:: Supplied material ::
PR #4423, opened 2022-12-09
Replace ?? guideline

### LINKED ISSUE #4388: Replace "PREFER using ?? to convert null to a boolean value." with more precise guideline
### Page URL

https://dart.dev/guides/language/effective-dart/usage#prefer-using--to-convert-null-to-a-boolean-value

### Page source

_No response_

### Describe the problem

The guideline currently suggests using `?? <bool>` instead of `== <bool>` or `!= <bool>` when dealing with a nullable Boolean. But the `??` operator often doesn't type promote in ways that you want, which is why the guideline also has a large exception that mostly cancels out the guidance.

Also, the examples all use `?.`, which makes it seem like the rule is advocating or at least has something to do with null-aware operators.

Really, the key point of the guideline is that equality operators are all very confusing when you have a Boolean *literal* on one side and a *nullable* Boolean expression on the other. If you see:

```dart
if (foo == true) { ... }
```

It appears to have nothing to do with `null` and that the `== true` is pointless and the code should instead be:

```dart
if (foo) { ... }
```

But that chances the behavior if `foo` happens to be nullable. You could improve this code with:

```dart
if (foo ?? false) { ... }
```

Now the `??` operator makes it clear that something to do with `null` is happening. But it's equally valid (and often better because of type promotion) to do:

```dart
if (foo != null && foo) { ... }
```

This guideline shouldn't be that `??` is good, it's more that `== true` etc. are bad.

### Expected fix

We should clearly target the guideline to the behavior we want to avoid. Something like: "DON'T use `true` or `false` in equality operators."

If the other operand isn't nullable, then it's always simpler to eliminate the equality operator and add `!` if needed. If the other operand is nullable, you should use `??` or an explicit null check to make that clear.

### Additional context

_No response_

MaryaBelanger:
Fixes #4388 

I'll add the code excerpts properly once the content is confirmed. 

@munificent have a few questions, first draft is _very_ rough

First of all, there's [a lint](https://github.com/dart-lang/linter/blob/main/lib/src/rules/use_if_null_to_convert_nulls_to_bools.dart) that points to this section with a name that's very specific to the whole "conversion" aspect, which I feel like the rewrite doesn't 100% correspond to. I redirected the link to the old section to this section (@parlough not sure if I did that right) in the mean time, but the example in the lint is basically saying what the new section is recommending about explicit null checks is "bad" so we'll have to do something about that.

The idea of converting null to a bool is kind of lost, I squeezed it in towards the end but not sure if we want to keep any remnant of that idea or toss it completely. 

Let me know what you think!


src/_guides/language/effective-dart/usage.md
```diff
@@ -245,87 +245,65 @@ void error([String? message = null]) {
...
+if (nullableBool == true) { ... }
 {% endprettify %}
 
+`if (nullableBool == true)` is a viable expression, but shouldn't be used for several reasons:
+
+* It doesn't indicate the code has anything to do with `null`.
+
+* Because it's not evidently `null` related, it can easily be mistaken for the non-nullable case,
+where the equality operator is redundant and can be removed.
+That’s only true when the boolean expression on the left has no chance of producing null, but not when it can.
```
atsansone, line 292: **suggestion:** This can go as is, but it could be tighter.

Consider:
* Removing the adverbs. You could say `...it's not clear that it relates to `null` (values? expressions?)...` and `...it can be mistaken...`
* Cutting the sentence into two: `You can remove the equality operator as it is redundant.`
* Simplify the language in the second sentence: `It's true when the left-side boolean expression can't produce a null value. It's false when it can't.`

src/_guides/language/effective-dart/usage.md
```diff
@@ -245,87 +245,65 @@ void error([String? message = null]) {
...
-### PREFER using `??` to convert `null` to a boolean value.
-
-This rule applies when an expression can evaluate to `true`, `false`, or `null`,
-and you need to pass the result to something that expects a non-nullable boolean
-value. A common case is using the result of a null-aware method call as a
-condition. You can "convert" `null` to `true` or `false` using `==`, but we
-recommend using `??`:
+Using the equality operator to evaluate a *non-nullable* Boolean expression 
+against a Boolean literal is redundant. 
+It's always simpler to eliminate the equality operator, and add `!` if necessary:
```
munificent, line 252: This paragraph is great.

src/_guides/language/effective-dart/usage.md
```diff
@@ -245,87 +245,65 @@ void error([String? message = null]) {
...
+That’s only true when the boolean expression on the left has no chance of producing null, but not when it can.
+
+* The boolean logic is confusing. If `nullableBool` is null, then `nullableBool == true`
+means the condition evaluates as false.
+
+The `??` operator makes it clear that something to do with null is happening,
+so it won't be mistaken for a redundant operation. The logic is much clearer too; 
+the result of the expression being null is the same as the Boolean literal.
+This is commonly considered "converting" `null` to `true` or `false` to be able to
+pass the result of the evaluation to something that expects a non-nullable Boolean value.
```
munificent, line 301: I'd probably just remove the sentence on "converting". I don't think it adds much value. That was how I framed it originally, but I don't know if that's how anyone actually thinks about it.

munificent (approved):
This is so much better!

src/_guides/language/effective-dart/usage.md
MaryaBelanger: @munificent The reason I kept that point from the original section is because of the lint `use_if_null_to_convert_nulls_to_bools` that currently points to the section I rewrote/removed. 

I redirected that lint to point to this new section, but the new content doesn't mention anything about "converting" so it's...odd. 

I will raise this with the analyzer team (and @ you there) to change the lint if no one thinks about  it like "converting" anyway.

src/_guides/language/effective-dart/usage.md
```diff
@@ -245,87 +245,66 @@ void error([String? message = null]) {
...
+// Error if null 
+if (nullableBool) { ... }
 
-  return 0;
-}
+// If you want null to be false:
+if (nullableBool == true) { ... }
 {% endprettify %}
 
+`if (nullableBool == true)` is a viable expression, but shouldn't be used for several reasons:
```
parlough, line 287: I believe just the `nullableBool = true` portion of this is the expression. Maybe just stick to that as it should be avoided in other conditional situations as well (`nullableBool = true ? oneThing : SecondThing`):

```suggestion
`nullableBool == true` is a viable expression, 
but shouldn't be used for several reasons:
```

src/_guides/language/effective-dart/usage.md
```diff
@@ -245,87 +245,66 @@ void error([String? message = null]) {
...
+means the condition evaluates as false.
+
+The `??` operator makes it clear that something to do with null is happening,
+so it won't be mistaken for a redundant operation. The logic is much clearer too; 
+the result of the expression being null is the same as the Boolean literal.
+This is commonly considered "converting" `null` to `true` or `false` to be able to
+pass the result of the evaluation to something that expects a non-nullable Boolean value.
+
+Using a null-aware operator on a variable inside a condition
+doesn’t promote the variable to a non-nullable type.
```
parlough, line 305: Maybe conditional statement?

```suggestion
Using a null-aware operator on a variable inside a conditional statement
doesn’t promote the variable to a non-nullable type. 
```

src/_guides/language/effective-dart/usage.md
```diff
@@ -245,87 +245,66 @@ void error([String? message = null]) {
...
-### PREFER using `??` to convert `null` to a boolean value.
-
-This rule applies when an expression can evaluate to `true`, `false`, or `null`,
-and you need to pass the result to something that expects a non-nullable boolean
-value. A common case is using the result of a null-aware method call as a
-condition. You can "convert" `null` to `true` or `false` using `==`, but we
-recommend using `??`:
+Using the equality operator to evaluate a *non-nullable* Boolean expression 
+against a Boolean literal is redundant. 
+It's always simpler to eliminate the equality operator, and add `!` if necessary:
```
parlough, line 253: This mention of adding "`!` if necessary" is a bit confusing to me, because it makes it seem like it will be part of the solution, but the guideline goes on to say "you should only use `??` or an explicit `!= null` check." and doesn't mention `!`. 

Depending on the goal of this mention, perhaps just remove the mention of `!` as I think the other two solutions are generally a better choice anyway.

parlough (commented):
Cool! I like the ideas outlined here. I have a few comments and questions though.

src/_guides/language/effective-dart/usage.md
MaryaBelanger: That's meant to capture the case of negating the expression, depending on what you're trying to accomplish. These are both "good" for non-nullable boolean expressions:
```
if (nonNullableBool) { ... }

if (!nonNullableBool) { ... }
```

So maybe removing ` and add `!` if necessary` and just adding the second "good" example is clearer. Or even keeping the clause and adding the second example, that'd probably be clearest

src/_guides/language/effective-dart/usage.md
MaryaBelanger: Ok based on https://github.com/dart-lang/linter/issues/3908 it seems safe to remove that part, thanks!

src/_guides/language/effective-dart/usage.md
parlough: Oh my, sorry! I was so focused on nullability, I thought this was talking about the null assertion operator and was pretty confused.

I think adding a second example would be great, but I'd love to also modify the clause so people don't read the text incorrectly as being about the null assertion operator. 

```suggestion
It's always simpler to eliminate the equality operator, 
and use the unary negation operator (`!`) if necessary:
```

src/_guides/language/effective-dart/usage.md
MaryaBelanger: Skipping because:
> You could say ...it's not clear that it relates to null (values? expressions?)... and ...it can be mistaken...

"`null` related" is sufficient, really just related to null in any way is what's important, nothing specific about values/expressions/etc. 

"_easily_ mistaken", not just mistaken, is the issue here and why we're going out of the way to advise against using it even though it technically works. 

> Cutting the sentence into two: You can remove the equality operator as it is redundant.

The sentence is saying "it can be mistaken for the non-nullable case, _i.e. the case where the equality operator is redundant_". It's defining the clause before it, so cutting the sentence like that wouldn't make sense. 

> It's true when the left-side boolean expression can't produce a null value. It's false when it can't.

This reads much more awkward to me. Starting with "That's" indicates I'm talking about the condition I just described, while "It's" makes it sound like we're talking about the expression in question since it's referred to as "it" in every sentence prior. "It's false when it can't" is super confusing.

MaryaBelanger:
@parlough So I was going to make the good/bad examples actual code excerpts, but.... is that necessary? In this case specifically all the `if` bodies are just `{...}`, which I'm imagining wouldn't work in excerpts, or would just take a lot of `ignore` methods. 

What do you think? I leaning towards skip it. I can't imagine the syntax changing so much that basic stuff like equality operators and `if` statements need to be checked regularly for accuracy.

parlough:
I think it's not a huge deal if there are no excerpts, but they can be nice for keeping up with formatting changes, new lints, etc. Perhaps most importantly in this case, it makes sure it still compiles if anyone makes any new changes or additions to these snippets in the future.

In the `.dart` file you should be able to use `{/* ... */}` and the refresh snippet tool should remove the block comments to get output like you want.

MaryaBelanger:
I'm going to skip incorporating real code snippets for such simple blocks. @atsansone this is ready to merge, needs an approval.

src/_guides/language/effective-dart/usage.md
```diff
@@ -245,87 +245,68 @@ void error([String? message = null]) {
...
+* Because it's not evidently `null` related, it can easily be mistaken for the non-nullable case,
+where the equality operator is redundant and can be removed.
+That’s only true when the boolean expression on the left has no chance of producing null, but not when it can.
+
+* The boolean logic is confusing. If `nullableBool` is null, then `nullableBool == true`
+means the condition evaluates as false.
+
+The `??` operator makes it clear that something to do with null is happening,
+so it won't be mistaken for a redundant operation. The logic is much clearer too; 
+the result of the expression being null is the same as the Boolean literal.
```
parlough, line 304: Split up a bit and make boolean lowercase:

```suggestion
The `??` operator makes it clear that something to do with null is happening,
so it won't be mistaken for a redundant operation. 
The logic is much clearer too; 
the result of the expression being null is the same as the boolean literal.
```

parlough (approved):
Thanks for those other adjustments. A few final minor fixes:

parlough:
I've created a PR targeting this branch with code excerpts (and removing the old ones replaced by this) as I still think they have value: https://github.com/dart-lang/site-www/pull/4458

:: Activity ::
Bring together all lines of the entries above in which the string "variable" occurs.

:: Answer for the task ::
+Using a null-aware operator on a variable inside a condition
+doesn’t promote the variable to a non-nullable type.
Using a null-aware operator on a variable inside a conditional statement
doesn’t promote the variable to a non-nullable type. 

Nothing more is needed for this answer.